Issue #390, opened 2020-08-10
Conditional options on config.json


rasouza:
**What would you like to be added**:
I'd like to show an option based on the answer of the previous option
**Why is this needed**:
So I can deliver a better experience to the user by removing unnecessary questions depending on his/her answer

victor-schumacher:
@rasouza that sound's nice! Thanks for the idea.
Today cli reads inputs from config.json on this file:
https://github.com/ZupIT/ritchie-cli/blob/4d0af9c251e9b28139694df0458caa53d65da8f3/pkg/formula/runner/inputs.go#L115

The implementation of conditional options will probably go there.
Pull requests about this feature are welcome.

henriquemoraeszup:
Hey @rasouza ! thanks for your suggestion. Your request is currently under review on #454.
Stay calm, and automate everything 👊

PR #454, opened 2020-08-21
Adding conditional steps to config prompt

henriquemoraeszup:
## Description
As requested on issue #390, this PR allows the developer to specify optional inputs according to previous user inputs. The user needs to create a key called `condition` on an optional step and provide a variable reference from any previous variable defined, an operator for comparison (==, !=, >, >=, <, <=), and a value to compare. If the condition exists and fails, the current step is not shown.

This is a simple implementation some of the points taken in account are explained below:

* The comparison operators are implemented in a `case` like manner. It is not very elegant. The better approach would be to evaluate the expression, but it was not chosen because:
    1. Go does not come with a native `eval` function and it would require to add a dependency to the project for a simple task
    2. Since many times the user input is free we could risk him adding harmful code as a value and executing it on an `eval` command or letting the author add malicious code on the `operator` variable
* This approach only attends simple expressions between a single variable and a value. Complex multi-variable expressions are not supported for the sake of avoiding overengineering. This should cover most of the cases, I think it is better to wait for the community to demand more complex interactions before we actually implement them.
* There are discussions to create tree-like decisions to prompt the user. This implementation does not rule that out, we can still implement a decision tree with conditional nodes, so forward-compatibility is accounted for.
* In case the user uses a wrong operator. An error is thrown
* In case the user defines a non existing variable name. An error is thrown

Suggestions are welcome!

## How to verify it
Create a condition key on `config.json` of a formula like on this example
```
{
      "cache": {
        "active": true,
        "newLabel": "Type new value. ",
        "qty": 6
      },
      "label": "Type : ",
      "name": "sample_text",
      "condition": {
          "variable": "sample_list",
          "operator": "==",
          "value": "in_list1"
      },
      "type": "text"
    },
```
Run the formula and **fail the condition** to have this prompt not shown

## Description for the changelog
Adding conditional steps to config prompt

Aug-20-2020 21-27-16

### DIFF
--- a/pkg/formula/runner/inputs.go
+++ b/pkg/formula/runner/inputs.go
@@ -121,6 +121,10 @@ func (in InputManager) fromPrompt(cmd *exec.Cmd, setup formula.Setup) error {
 		if err != nil {
 			return err
 		}
+		if !in.verifyConditional(cmd, input) {
+			continue
+		}
+
 		switch iType := input.Type; iType {
 		case "text":
 			if items != nil {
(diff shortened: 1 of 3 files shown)


pkg/formula/runner/inputs.go
```diff
@@ -246,3 +250,43 @@ func (in InputManager) resolveIfReserved(input formula.Input) (string, error) {
...
+	// optimizations are welcome, being mindful of the points above
+	switch input.Condition.Operator {
+	case "==": return value == input.Condition.Value
+	case "!=": return value != input.Condition.Value
+	case ">":  return value > input.Condition.Value
+	case ">=": return value >= input.Condition.Value
+	case "<":  return value < input.Condition.Value
+	case "<=": return value <= input.Condition.Value
+	default:
+		message := fmt.Sprintf(
```
kaduartur, line 285: you should return an error when the operator is invalid, because the fallback to equality may not be clear to the user.
Taking into account programming languages, if you pass an invalid operator your code will not compile.

pkg/formula/runner/inputs.go
```diff
@@ -246,3 +250,43 @@ func (in InputManager) resolveIfReserved(input formula.Input) (string, error) {
...
+	variable := input.Condition.Variable
+	for _, envVal := range cmd.Env {
+		components := strings.Split(envVal, "=")
+		if strings.ToLower(components[0]) == variable {
+			value = strings.ToLower(components[1])
+			break
+		}
+	}
+	if value == "" {
+		message := fmt.Sprintf("config.json: Conditional variable %s not found. Showing prompt item anyway.", variable)
```
kaduartur, line 269: You should return an error if the condition variable does not exist.
Consider the same reasons as the comment below.

henriquemoraeszup: You got it chief

rasouza:
Amazing job indeed 👏 

One further improvement suggestion: we could implement a parser to get rid of the `condition` object and let it be written as simples as
```
...
"condition": "sample_list == in_list1"
...
```

This implementation of yours is great already, though. Thanks!

henriquemoraeszup:
Actually the parser is a good idea, it would allow us to cover the point above on multi-variables as well. We can leave as an improvement =]

> Amazing job indeed 👏
> 
> One further improvement suggestion: we could implement a parser to get rid of the `condition` object and let it be written as simples as
> 
> ```
> ...
> "condition": "sample_list == in_list1"
> ...
> ```
> 
> This implementation of yours is great already, though. Thanks!

PR #465, opened 2020-08-24
Add functional test for tutorial

DittrichLucas:
**- What I did**
- Add functional test for core `tutorial` command

**- How to verify it**
- Run: `make functional-test`

- Add functional test for core tutorial command

### DIFF
--- a/functional/core/core_feature.json
+++ b/functional/core/core_feature.json
@@ -317,5 +317,37 @@
             }
         ],
         "result":"Use \"rit <command> --help\" for more information about a given command."
+    },
+    {
+        "entry":"Tutorial enable",
+        "steps":[
+            {
+                "key":"",
+                "value":"tutorial",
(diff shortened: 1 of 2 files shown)


functional/core/core_feature.json
```diff
@@ -317,5 +317,37 @@
...
+                "action":"main"
+            },
+            {
+                "key":"Status tutorial?",
+                "value":"enabled",
+                "action":"select"
+            }
+        ],
+        "result":"Set tutorial successful!"
+    },
```
brunasilvazup, line 336: Hi Lucas
There, in the tutorial tests, wouldn't an option be enough?

Because the intention is to test the output and it does not change with the options.
What do you think?

lucasdittrichzup: I agree with you and I already submit the change by removing one of the tests: D

Issue #1498, opened 2022-12-23
VexFlow 5


ronyeh:
List your suggestions / requests in this thread!

Here are some of mine:

* The master branch is renamed to `main`.
* camelCase and UpperCamelCase / PascalCase throughout the code base.
* Support all open SMuFL fonts (that are free for us to redistribute).
* Transition to a VexFlow organization on GitHub: https://github.com/vexflow/vexflow
* Host a font comparison tool (either on vexflow.com or github pages) so developers can quickly compare VexFlow-rendered scores between SMuFL fonts. (Maybe base it on our current [image comparison tool](https://github.com/0xfe/vexflow/tree/master/tools/compare)).

## main branch
The git command line now defaults to `main`, and many top projects have switched over to using `main` (e.g., [TypeScript](https://github.com/microsoft/TypeScript/tree/main), [React](https://github.com/facebook/react/tree/main), [QUnit](https://github.com/qunitjs/qunit/tree/main), [jQuery](https://github.com/jquery/jquery/tree/main), [Stable Diffusion](https://github.com/Stability-AI/stablediffusion/tree/main))

See: https://github.com/github/renaming

For now, we will keep VexFlow version 4.x in the `master` branch  for any important bug fixes. Eventually, we can tag the final long-term support version of 4.x and then retire / delete the `master` branch.

## camelCase

For camelCase conventions, we follow the Google Typescript style guide:

https://google.github.io/styleguide/tsguide.html#identifiers

If anything is still unclear, we fall back to:

https://learn.microsoft.com/en-us/dotnet/standard/design-guidelines/capitalization-conventions

As an additional fallback, we can use this guide for contributors to the TypeScript compiler (even though Microsoft says to not use it):

https://github.com/microsoft/TypeScript/wiki/Coding-guidelines

## SMuFL fonts
We will not redistribute commercial SMuFL fonts, but we can try our best to make VexFlow 5 compatible with them.

We will make it easy for a developer to choose which font(s) to include in their final vexflow build.

## VexFlow organization
As the community grows, we can indicate our long term support for this library by housing the official repository under a GitHub "organization". We would want to get our founder Mohit's blessing for this 🤞😁. Maybe we can designate Rodrigo as the lead developer, since he has been doing much of the work for the past almost-two years (see: PR https://github.com/0xfe/vexflow/pull/851).

mscuthbert:
[...]

PR #1513, opened 2022-12-31
Time Signature simplifications

mscuthbert:
To the extent possible without breaking backwards compatibility of public interfaces, this PR implements a little bit of my (second) comment on #1498 which @sschmidTU gave a thumbs up to: deemphasizing using structs in favor of objects themselves on TimeSignature and TimeSigNote.

Places line, glyph, num (now "is_numeric") attributes directly on the TimeSignature object (where the crucial .point) already is, rather than on a .info interface.   (Note that the name of this struct differs among modifiers.  On the Clef object it is ".clef", so changing one type of Modifier without changing all should not break code expecting a standard .info struct.)

TimeSigNote now stores the reference to the TimeSignature object rather than the .info struct, so that it can be modified up until the point it is formatted/drawn.

Feel free to comment if this is the right direction or not.  I won't be offended (too much.  :-D ) if it's not where the project should go.  But class-objects are quite lightweight and as long as we're creating the TimeSignature object anyhow, might as well hang onto it until we're ready.

All visual tests pass.

### DIFF
--- a/src/timesignature.ts
+++ b/src/timesignature.ts
@@ -62,14 +62,13 @@ export class TimeSignature extends StaveModifier {
 
   protected timeSpec: string = '4/4';
   protected line: number = 0;
-  protected glyph: Glyph;
+  protected glyph!: Glyph;
   protected is_numeric: boolean = true;
   protected validate_args: boolean;
 
   constructor(timeSpec: string = '4/4', customPadding = 15, validate_args = true) {
     super();
     this.validate_args = validate_args;
-    this.timeSpec = timeSpec;
 
     const padding = customPadding;
 
@@ -81,13 +80,7 @@ export class TimeSignature extends StaveModifier {
     this.topLine = 2 + fontLineShift;
     this.bottomLine = 4 + fontLineShift;
     this.setPosition(StaveModifierPosition.BEGIN);
-
-    // violates DRY w/ setTimeSig(timeSpec) but needed to convince TypeScript that all is well.
-    const info = this.parseTimeSpec(timeSpec);
-    this.glyph = info.glyph;
-    this.is_numeric = info.num;
-    this.line = info.line;
-
+    this.setTimeSig(timeSpec);
     this.setWidth(defined(this.glyph.getMetrics().width));
     this.setPadding(padding);
   }
--- a/src/timesignature.ts
+++ b/src/timesignature.ts
@@ -36,6 +36,11 @@ const assertIsValidTimeSig = (timeSpec: string) => {
   });
 };
 
+/**
+ * A TimeSignature is a StaveModifier that can make its appropriate Glyphs directly from
+ * a provided "timeSpec" such as "4/4", "C|" (cut time), or even something more advanced
+ * such as "3/4(6/8)" or "2/4+5/8".
+ */
 export class TimeSignature extends StaveModifier {
   static get CATEGORY(): string {
     return Category.TimeSignature;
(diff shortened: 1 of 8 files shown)


mscuthbert:
(if this were a 5.0 PR, I'd get rid of `getInfo()`, `TimeSignatureInfo` and unify `setTimeSig` to `setTimeSpec`, but those aren't backwards compatible).

src/timesignature.ts
```diff
@@ -69,14 +72,16 @@ export class TimeSignature extends StaveModifier {
...
     this.point = musicFont.lookupMetric('digits.point');
+
     const fontLineShift = musicFont.lookupMetric('digits.shiftLine', 0);
     this.topLine = 2 + fontLineShift;
     this.bottomLine = 4 + fontLineShift;
     this.setPosition(StaveModifierPosition.BEGIN);
-    this.info = this.parseTimeSpec(timeSpec);
-    this.setWidth(defined(this.info.glyph.getMetrics().width));
+    this.setTimeSig(timeSpec);
+    this.setWidth(defined(this.glyph.getMetrics().width));
```
rvilarl, line 84: Where is `this.glyph` assigned a value?

src/timesignature.ts
```diff
@@ -106,26 +112,67 @@ export class TimeSignature extends StaveModifier {
...
-    this.info = this.parseTimeSpec(timeSpec);
+    this.timeSpec = timeSpec;
+    const info = this.parseTimeSpec(timeSpec);
+    this.glyph = info.glyph;
+    this.is_numeric = info.num;
+    this.line = info.line;
     return this;
   }
 
+  getTimeSpec(): string {
```
rvilarl, line 137: Comments for the new functions are missing.

src/timesignature.ts
```diff
@@ -106,26 +112,67 @@ export class TimeSignature extends StaveModifier {
...
+  setLine(line: number) {
+    this.line = line;
+  }
+
+  getGlyph(): Glyph {
+    return this.glyph;
+  }
+
+  setGlyph(glyph: Glyph) {
+    this.glyph = glyph;
```
rvilarl, line 154: After setting a new glyph the width should be updated, should not it?

rvilarl (changes requested):

src/timesignature.ts
mscuthbert: in setTimeSig.

src/timesignature.ts
mscuthbert: will add -- I wasn't sure if we were doing them for getter/setter type methods, but will get.

src/timesignature.ts
mscuthbert: ah, yes.  I'll put that in and in fact use the setGlyph() routine within setTimeSig.

mscuthbert:
Done -- and in fact in fixing setting width on change of glyph, uncovered another bug in the current system:

The two-system StaveModifier tests work by first adding all the modifiers, including addTimeSignature() and then work by calling setTimeSignature() which reuses the current TimeSignature object but changes the timeSpec.  Since the width was (previously) set only in the constructor, changing the timeSpec did not change the width.  This can most easily been seen when changing the final time signature from 9/8 (a thin TS) to C (a wider TS).

Current master:
StaveModifier Begin___End_StaveModifier_Test Bravura_reference

PR:
StaveModifier Begin___End_StaveModifier_Test Bravura_current


In Petaluma it's even more obvious (again master followed by PR):

StaveModifier Begin___End_StaveModifier_Test Petaluma_reference

StaveModifier Begin___End_StaveModifier_Test Petaluma_current

That there should be a little bit of empty staff between the end TS and the end of the line is confirmed by Gould Behind Bars:
Screenshot 2023-01-01 at 11 28 07

mscuthbert:
Notice that the last mentioned bug still exists on TimeSigNote since changing the TimeSigNote.timeSig.setGlyph() will only change the width of TimeSigNote.timeSig not of TimeSigNote itself.  Will discuss more in the context of mixins.

rvilarl (approved):

Issue #441, opened 2016-08-29
Style Audit - Bach Minuet in G


Silverwolf90:
@0xfe has been [working on a simple full-score example in VexFlow](https://github.com/0xfe/vexflow/pull/437). Even though it's still in progress I thought this was a great  opportunity to assess VexFlow's default style.  Almost everything in the example consists of defaults except for the  slurs' (ie `Curve`) control points, which are manually set.

![Bach Minuet in G](https://camo.githubusercontent.com/8b7356acc32db4764828e5c34012ae701f15805a/687474703a2f2f696d6775722e636f6d2f596646766a44442e706e67)

Stylistic Issues:

* Key signature too far away from the clef
* Time signature too far away from key signature
* Time signature numbers are too small
* Fingering 2 not centered over noteheads (Bar 6)
* Gracenote is a bit too far away from the note (Bar 8)
* Left modifiers increasing initial stave padding by too much (Bar 9, Bar 15)
* Beams not connected to staff lines
* Beam angles are too aggressive
* Beams feel a bit thin
* Metronome mark too close to tempo text
* Too much spacing between beamed inner notes. (Bar 14)
* Too much spacing between last two notes (Bar 15)
* Slurs are too thick
* Slurs endpoints should be centered on the notehead
* Slur endpoints shouldn't start on staff lines
* Slur endpoints should go above staccato dots
* Augmentation dots are a bit close to notehead
* The thin/thick repeat barlines are too close to each other
* Repeat barline dots too close to barline
* Notes before/after repeat are too close to the barline

*Disclaimer: This is naturally a bit opinionated, but I don't think I've said anything too controversial.*

mscuthbert:
Fantastic.

M. 8 -- the "grace" note should not have a slash through it -- it's an appogiatura.  (B-quarter note + A half note).

0xfe:
Thanks for the audit, Cyril. This is exactly what I was hoping to get from the demo. Do you mind numbering them, so it's easier to refer to them in comments?

Silverwolf90:
Done!

Silverwolf90:
I'm changing:

> Left modifiers increasing initial stave padding by too much (Bar 9, Bar 15)

to 

> Left modifiers increase spacing between objects when not necessary or by too much

rvilarl:
[...]

PR #1521, opened 2023-01-11
Addresses a grace note issue mentioned in the #441 thread.

ronyeh:
A

The only difference is in measure 8.


mscuthbert:
Thanks!

PR #1536, opened 2023-03-18
point fixed on rests

rvilarl:
Rest use now default point size

### DIFF
--- a/src/fonts/common_metrics.ts
+++ b/src/fonts/common_metrics.ts
@@ -427,14 +427,7 @@ export const CommonMetrics = {
         shiftX: -8,
       },
     },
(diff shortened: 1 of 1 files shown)


rvilarl:
Rests are now slightly bigger
pptr-canvas_CrossBeam Single_clef_mixed_1 Bravura_current
pptr-canvas_CrossBeam Single_clef_mixed_1 Bravura_reference

ronyeh:
Thanks.

I think we should engrave a simple score (like 4 measures) with VexFlow and then compare the visual output with LilyPond, MuseScore, Dorico, etc. It would be cool to know what our scores look like next to the other top engraving software.

PR #1540, opened 2023-03-19
point fixed on tremolo and parenthesis

rvilarl:
No visual differences on Paranthesis. Tremolos are now bigger.

### DIFF
--- a/src/fonts/common_metrics.ts
+++ b/src/fonts/common_metrics.ts
@@ -217,11 +217,9 @@ export const CommonMetrics = {
 
   parenthesis: {
     default: {
-      point: 39,
       width: 7,
     },
     gracenote: {
-      point: (39 * 3) / 5,
       width: 3,
     },
   },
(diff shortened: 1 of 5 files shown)


rvilarl:
pptr-Percussion Percussion_Snare2 Bravura svg_current
pptr-Percussion Percussion_Snare2 Bravura svg_reference

rvilarl:
Captured from Musescore, I would say that size is right but position is and was too close to notehead. Musescore extends the stem if required. We do not.

image

rvilarl:
@AaronDavidNewman @mscuthbert @ronyeh @sschmidTU I would like to get your oppinion on this one. I go next week on holidays and it would be great to have the new beta ready. I think that the new size is better and closer to the one present on other rendering tools. I also believe that we introduced the big variant (feature request) because the originals wer too small.

ronyeh:
Seeing the MuseScore output, it is clear that our solution should adjust the length of the stem to improve the spacing. Otherwise the bigger tremolo makes it look too crowded, since it is right next to the notehead.

ronyeh:
There is a 
```
const start = note.getModifierStartXY(this.position, this.index);
let x = start.x;
```

Is there something we can do if we use the start.y? Maybe we should adjust it to be farther away from the note head, so we can accommodate the heavier tremolo strokes.

rvilarl:
I have uncreased the distance to the notehead, @ronyeh thaks for the feedback

pptr-Percussion Percussion_Snare2 Bravura svg_current

Increasing the stem lenght should be another PR, merging

PR #1541, opened 2023-03-20
gonville with common metrics

### LINKED ISSUE #1523: Proposal: Unifying smufl metrics
Today we have a metrics file per font to adjust margins, scales,...

I want to propose to:
- use the same metrics for all the fonts (this is an important step to allow the easy addition of new fonts once we move to FontFace).
- resolve the scaling issues modifying the OTF files following the approach I used for Gonville.

rvilarl:
fixes #1523


rvilarl:
gonville now ready for the new beta release. Lots of minor changes, I think that it looks good.

ronyeh:
So how did you accomplish this?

* Task details: Copy all lines from the material that contain "spacing".

* Completed task:
* Too much spacing between beamed inner notes. (Bar 14)
* Too much spacing between last two notes (Bar 15)
> Left modifiers increase spacing between objects when not necessary or by too much
Seeing the MuseScore output, it is clear that our solution should adjust the length of the stem to improve the spacing. Otherwise the bigger tremolo makes it look too crowded, since it is right next to the notehead.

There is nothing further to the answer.